**Exercise instructions:** Among the entries, which lines carry the string "node"? Copy each of them.

[Saved data entries]
PR #1526, opened 2022-05-27
feat: adds script for generating key and cert for tls

hughy:
## Summary
starting a tcp server over TLS requires a private key and a public cert for the
server. this script executes the steps required to generate a private key and a
self-signed certificate for the server.

- uses default private key path of 'node-key.pem'
- uses default certificate path of 'node-cert.pem'
- uses default cert subject of '/O=Iron Fish', where 'O' refers to
  'organization'
  
this follows from the changes implemented for IRO-1498. the script generates the key and cert used to establish secure connections between the secure TCP adapter and secure client.

moving the key and cert into the node's data directory isn't within the purview
of this script.

## Breaking Change

```
[ ] Yes
[ ] No
```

**Result of the task:**
- uses default private key path of 'node-key.pem'
- uses default certificate path of 'node-cert.pem'
moving the key and cert into the node's data directory isn't within the purview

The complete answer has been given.